Since the fastest way to improve the civilian plight in Gaza is to defeat Hamas as a fighting force—enabling aid to flow unimpeded—Biden’s meddling has arguably made the situation worse.
And speaking of the upcoming election, Biden has lost my confidence and Trump never had it. There will be other options, Kennedy for instance (not for me), but I wish there were yet another option available on the ballot: None of the Above. The risk, of course is that None of the Above might win!
That bike escalator looks dangerous. If you can’t ride up a hill, get off the bike and walk up it. Or get a car.
Agreed! I’m all in on bicycle and pedestrian infrastructure, but that escalator doesn’t look like a good idea.
Riding my new bicycle one day, I was a young pre-teen when my father allowed me to hold onto the fin of his 1957 Dodge sedan for several blocks in Queens, New York City. (So, no, it wasn’t somewhere in a rural countryside.) He wasn’t going fast, but it could have been my last (hitch). If a father did that today, he’d probably be cited for child endangerment. Fond memory, nevertheless. I’d definitely try that bicycle escalator.
The Golden Spike ceremony may have been the first news story to be transmitted live. A reporter was on the scene describing what was happening by telegraph. The story was relayed to telegraph stations across the country where crowds gathered to hear the news. Later on those people would say that they “heard” the spike being driven.
What the heck do they mean with “aspects of the physical material world that cannot coevolve”? Do they mean the physical enviroment can’t cope with a gene mutation?
That people suffer from sickle cell anemia because the enviroment can’t keep up?
Is there is a way in which that is true, some deepity perhaps (we all miss you, mr. Dennett)?
Meh!
Nothing like that! They’re not trying to do science, they (I mean the plural) already told us what it is:
It’s performance all the way down!! 😖
https://imgur.com/oXK1DWr
“Performativity Biology”? Most of this appears more suited to a social philosophy class, where they can wallow in their Judith Butler-isms to their hearts’ content, than a science class, where they should, um, do science.

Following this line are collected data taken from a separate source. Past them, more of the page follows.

PR #162, opened 2018-12-18
Prepare for Release 0.8

tasomaniac:


build.gradle
```diff
@@ -29,7 +29,7 @@ subprojects {
     }
 }
 
-task wrapper(type: Wrapper) {
+wrapper {
```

Oh, but I’m forgetting, “science” is whatever they want it to be. Just another social construct to be reshaped at will.
The photo of spray-painted graffiti on the ground — “F*ck Hamas” — reminds me of two photos I took of graffiti in France following the Islamist attack on the office staff & cartoonists of Charlie Hebdo — one saying (in French) “I am Charlie,” the other one picturing a clenched pencil held in a fist of defiance.
https://x.com/Jon_Alexandr/status/1658959700371857409
The House of Commons resolution is not binding on the Canadian Government. For the Revolutionary Guards to actually be legally designated a terrorist organization, the Prime Minister would merely have to convince his Cabinet toadies to issue an Order-in-Council adding the Guards to the list of organizations proscribed under the Criminal Code. Parliament doesn’t have to pass any new legislation. He has been stonewalling doing this for reasons that don’t make a lot of sense except that he doesn’t want to. Worried about Islamophobia I suppose.